Expansion of the CIROH Integrated Evaluation System to Accelerate Research to Operations
Objective:
This research addresses the challenge of evaluating hydrologic forecast improvements in a systematic, consistent, and accessible way so that new models and methods can be evaluated and transitioned into operations. The product being developed is called TEEHR (Tools for Exploratory Evaluation in Hydrologic Research), an open-source tool and platform that enables researchers and developers to systematically assess forecasting advancements, helping to improve water prediction accuracy for flood warnings, drought monitoring, and resource management. Key improvements include a growing list of standardized evaluation methods, scalable computing to evaluate continental scale datasets, evaluation-ready datasets published to an open data warehouse to foster community engagement, and web-based dashboards to make evaluation available to a wide range of stakeholders and decision makers.
Approach:
Our approach is to develop TEEHR through an iterative, community-driven process that keeps pace with evolving research and operational needs. This includes ongoing communication with CIROH researchers and OWP stakeholders to clarify current requirements and understand where evaluation needs are headed. Recognizing that needs and use cases are a moving target, our strategy is deliberately flexible so that TEEHR remains relevant even as R2O processes evolve.

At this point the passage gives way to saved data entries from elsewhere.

PR #81, opened 2018-07-17
FIX: Check if path exists before removing in zip submissions

jakerenzella:
This PR fixes a bug which occurs when a zip of all submission files is generated for empty sets


jakerenzella:
@macite Resolved 👍

PR #82, opened 2018-07-17
ENHANCE: Replace terminator with Ruby native calls

jakerenzella:
This PR removes the use of Terminator with simpler Ruby calls.


macite:
Manually merged, with additions to remove gem from gem file

PR #85, opened 2018-07-26
Feature/add teaching period

AkshatBajaj:
This pull request will standardise the process of unit creation through teaching periods.


app/models/teaching_period.rb
```diff
@@ -0,0 +1,17 @@
+class TeachingPeriod < ActiveRecord::Base
+  has_many :units
+
+  validates :period, length: { minimum: 1, maximum: 20, allow_blank: false }, uniqueness: true
+  validates :year, length: { is: 4, allow_blank: false }, presence: true, numericality: { only_integer: true },
+    inclusion: { in: 2000..2099, message: "%{value} is not a valid year" }
```
macite: Lets give us a 1000 year window :) make it 2999

app/models/teaching_period.rb
```diff
@@ -0,0 +1,17 @@
+class TeachingPeriod < ActiveRecord::Base
```
macite: Dont allow teaching periods to be destroyed if they have units

app/api/teaching_periods.rb
```diff
@@ -0,0 +1,124 @@
...
+      teaching_period_id = params[:teaching_period_id]
+      TeachingPeriod.find(teaching_period_id).destroy
+    end
+
+    # Returns the current units with teaching periods
+    # Return:
+    # Unit Name, unit ID, teaching period name, year
+    #
+    desc 'Return all the units teaching period information'
+    get '/teaching_periods/id/units' do
```
macite: What is this for?

I can imagine getting all of the unit for a given teaching period... but not all with a teaching period set at all...

app/models/unit.rb
```diff
@@ -92,13 +92,49 @@ def role_for(user)
   has_many :convenors, -> { joins(:role).where('roles.name = :role', role: 'Convenor') }, class_name: 'UnitRole'
   has_many :staff, ->     { joins(:role).where('roles.name = :role_convenor or roles.name = :role_tutor', role_convenor: 'Convenor', role_tutor: 'Tutor') }, class_name: 'UnitRole'
 
+  # Unit has a teaching period
+  belongs_to :teaching_period
+  validates :start_date, presence: true
+  validates :end_date, presence: true
+
+  validate :validate_end_date_after_start_date
+  validate :ensure_teaching_period_dates_match, if: :has_teaching_period?
```
macite: Can we not override start_date and end_date getters so that they access the teaching period value if it is there?

app/models/unit.rb
```diff
@@ -92,13 +92,49 @@ def role_for(user)
...
+      write_attribute(:end_date, tp.end_date)
+    end
+    super(teaching_period_id)
+  end
+
+  def has_teaching_period?
+    self.teaching_period.present?
+  end
+
+  def ensure_teaching_period_dates_match
```
macite: If this fails... what can the user do?

app/api/teaching_periods.rb
```diff
@@ -0,0 +1,124 @@
...
+      teaching_period.update!(teaching_period_parameters)
+      teaching_period
+    end
+
+    desc 'Get all the Teaching Periods'
+    get '/teaching_periods' do
+      unless authorise? current_user, User, :get_teaching_periods
+        error!({ error: 'Not authorised to get teaching periods' }, 403)
+      end
+      teaching_periods = TeachingPeriod.all
```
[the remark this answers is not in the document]
AkshatBajaj: Yes, at the moment students cannot see the teaching period details. It is a good idea, I can add another association to the Teaching Period.

app/api/teaching_periods.rb
AkshatBajaj: This is for the e-solution project, it is basically returning the units that are associated with a teaching period.

app/models/unit.rb
AkshatBajaj: I added that, but you asked me to remove it because it was redundant. If there is a teaching period, then I am manually writing the attribute value, so it is getting the teaching period value if it is there.
If you want, we can still add it.

app/models/unit.rb
AkshatBajaj: If this fails, the API will throw an error.
Practically, this will never happen, because whenever there is a teaching period, I am manually overriding the value of start and end date to make it same.

app/api/teaching_periods.rb
macite: Ok - then it needs to be un-authenticated. As this will be accessed without a user login.

macite: Is that the data they need? Can you check that?

app/models/unit.rb
macite: Ok - lets leave this as is now.

app/models/unit.rb
macite: This should probably just be in a unit test then...

macite: May be better to override the setters for the dates and raise errors there if they are set when there is a teaching period... though this complicates the setting of these when we do set the teaching period :)

app/api/teaching_periods.rb
AkshatBajaj: Jake asked me to add this, I will confirm from him when he comes back.

app/models/teaching_period.rb
AkshatBajaj: Done :+1:

app/models/teaching_period.rb
```diff
@@ -0,0 +1,17 @@
...
+  has_many :units
+
+  validates :period, length: { minimum: 1, maximum: 20, allow_blank: false }, uniqueness: true
```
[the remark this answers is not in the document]
AkshatBajaj: Done :)
validate

app/api/teaching_periods.rb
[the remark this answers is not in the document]
AkshatBajaj: Done :)

PR #93, opened 2018-08-17
Fix #92, add byebug gem

### LINKED ISSUE #92: BUG: User email regex accepting invalid emails
The email address regex for users API doesn’t seem to be working properly. I’m able to create accounts with these emails: `qwertyuiop@qwe qwertyuiop@.com qwertyuiop@blah..com`. I haven't tried more combinations at the moment.
The bug can be reproduced using Swagger or the follow minitest:
```
  def test_post_create_user_invalid_email
    pre_count = User.all.length
    user = {
        first_name: 'Akash',
        last_name: 'Agarwal',
        email: 'blah@blah.com',
        username: 'akash',
        nickname: 'akash',
        system_role: 'Admin'
    }

    invalid_emails = %w(qwertyuiop qwertyuiop@qwe qwertyuiop@.com qwertyuiop@blah..com)

    invalid_emails.each do |email|
      # Assign invalid email
      user[:email] = email

      data_to_post = {
          user: user,
          auth_token: auth_token
      }

      post_json '/api/users', data_to_post
      # Successful assertion of same length again means no record was created
      assert_equal pre_count, User.all.length
      assert_equal 500, last_response.status
    end
  end
```

akashagarwal7:


app/api/users.rb
```diff
@@ -115,6 +115,10 @@ class Users < Grape::API
           end
           action = new_role.id > old_role.id ? :promote_user : :demote_user
 
+          unless user_parameters[:email] =~ /\A([^@\s]+)@((?:[-a-z0-9]+\.)+[a-z]{2,})\z/i
```
macite: Can we move this into the User model?

You can add a custom validation there which will cover any modification to the field - and raise exceptions on error.

akashagarwal7:
@macite I didn't remove the following email piece of code from `import_from_csv(current_user, file)` method under `models/user.rb` as per our discussion on Slack since the errors are sent back to the user.

```ruby
unless email =~ /\A([^@\s]+)@((?:[-a-z0-9]+\.)+[a-z]{2,})\z/i
  errors << { row: row, message: "Invalid email address (#{email})" }
  next
end
```

PR #94, opened 2018-08-27
Travis CI integration

akashagarwal7:
Works for both staging and testing environment


macite:
Can we fix the use of random in the test that is failing? No need to select random elements in any case.

akashagarwal7:
@macite Done!

PR #95, opened 2018-08-30
FIX: Ensure submission exists before cleanup

jakerenzella:
This PR will ensure that the task def clean up when there are group submissions will succeed


macite:
I fixed this with some additional changes along these lines

PR #125, opened 2018-11-15
Remove an unavailable gem minitest-osx

ohtake:
'minitest-osx' gem has been removed from RubyGems.

https://rubygems.org/gems/minitest-osx
> This gem previously existed, but has been removed by its owner.

Console output:

```
Step 16/19 : RUN bundle install --without production replica
 ---> Running in 651952df1e09
Don't run Bundler as root. Bundler can ask for sudo if it is needed, and
installing your bundle as root will break this application for all non-root
users on this machine.
Fetching gem metadata from https://rubygems.org/.............
Could not find minitest-osx-0.1.0 in any of the sources
ERROR: Service 'api' failed to build: The command '/bin/sh -c bundle install --without production replica' returned a non-zero code: 7
```

### DIFF
--- a/Gemfile
+++ b/Gemfile
@@ -18,7 +18,6 @@ group :development, :test do
   gem 'factory_girl_rails'
   gem 'minitest-around'
   gem 'minitest-hyper'
-  gem 'minitest-osx'
   gem 'minitest-rails'
   gem 'byebug'
   gem 'simplecov', require: false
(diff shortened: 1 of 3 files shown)


macite:
Can we keep that but make it platform dependent?

There is an example of this here:
https://developers.supportbee.com/blog/using-platform-dependent-gems-rb-inotify-and-rb-fsevent/

ohtake:
The issue is not related to platforms.
The gem has been removed.
It is impossible to build the app on macOS too.

macite:
That is a new... thanks for the fix!

PR #42, opened 2019-03-08
Adjust to GHC head

shayne-fletcher-da:
In this PR:
  - Switched to a new scheme that ships the `hadrian` generated `Lexer.hs` and `Parser.hs` (and does not ship `Lexer.x` and `Parser.y`);
  - Added code to delete `compiler/Parser.y` and `compiler/Lexer.x` after `hadrian` has consumed them (required by the scheme);
  - Adjusted to a change in the definition of `ParseResult` (in `Lexer.x` - `PFailure` now gets only one argument, not three);
  - Changed the GHC repository remote to gitlab and the checkout protocol to https;
  ~~- Added `--flavour=quickest` and `-j` to the `hadrian` flags (probably meaningless but they appear to do no harm);~~
 - Fixed the `stack setup` command in `.travis.yml` to write to `/dev/null` not `nul` (should probably put a `1>&2` in there as well but didn't do it here).


shayne-fletcher-da:
Aside: The below seems to happen more often than we'd like. Contention?
```

fatal: unable to access 'https://gitlab.haskell.org/ghc/ghc.git/': gnutls_handshake() failed: Handshake failed
CI.hs: Failed when running system command: git clone https://gitlab.haskell.org/ghc/ghc.git --recursive
```

.travis.yml
```diff
@@ -7,6 +7,6 @@ os:
 script:
 - curl -sSL https://raw.github.com/ndmitchell/hlint/master/misc/travis.sh | sh -s .
 - curl -sSL https://get.haskellstack.org/ | sh
-- stack setup > nul
+- stack setup > /dev/null
```
neil-da: Cool - but note that doing `>&2` or whatever to lose stderr would be wrong. We only suppress stdout because it generates a huge amount of pointless output (one line per unzip'd file). stderr is still super valuable.

shayne-fletcher-da:
I'll do follow up PRs. For now, let's recover master and land this thing.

We will enhance TEEHR’s core functionality by adding to the growing list of evaluation methods and improving computational efficiency using “big data” technologies to facilitate the analysis of continental-scale datasets. A centralized, open data warehouse will be set up to store evaluation-ready datasets, ensuring that researchers have ready access to robust data. In addition, we will improve user interfaces by creating both code-based tools (TEEHR) and web-based, real-time dashboards (TEEHR Evaluation Service), which simplify complex analyses and provide access to a wider audience.
To drive adoption and foster innovation, our plan includes extensive documentation, training workshops, community hack-a-thons, and presentations at conferences such as AMS, AGU, and CIROH DevCon. This iterative development and continuous feedback loop will ensure that TEEHR not only addresses current needs for hydrologic forecast evaluation but also sets a new standard for the continental scale research-to-operations process.
Impact:
TEEHR provides researchers, developers, and scientists a scalable, open-source framework for efficiently analyzing hydrologic simulation data, through exploratory evaluations, to gain deeper insights into model performance and accuracy. The TEEHR Evaluation System, a web-based Evaluation as a Service (EaaS) platform, extends these capabilities to a broader audience by providing standardized evaluations and ready-to-use datasets for real-time operational assessments. Together, these tools will bridge the gap between research and operations and allow decision makers to easily track and compare model/forecast performance across products and research and understand the evolution of model performance over time.Abstract:
Project Introduction (What is it?)
This project focuses on improving the way hydrologic forecasts and models are evaluated, ensuring that advancements can be systematically evaluated as part of the research-to-operations process (R2O). It builds upon the prototype evaluation system called TEEHR (Tools for Exploratory Evaluation in Hydrologic Research), an open-source Python framework designed for researchers, developers, and scientists that can be used to load, store, and analyze large volumes hydrologic simulation data. Additionally, the TEEHR Evaluation System includes a web-based Evaluation as a Service (EaaS) platform aimed at agencies, water managers, and decision-makers, offering standardized evaluation dashboards and evaluation-ready datasets.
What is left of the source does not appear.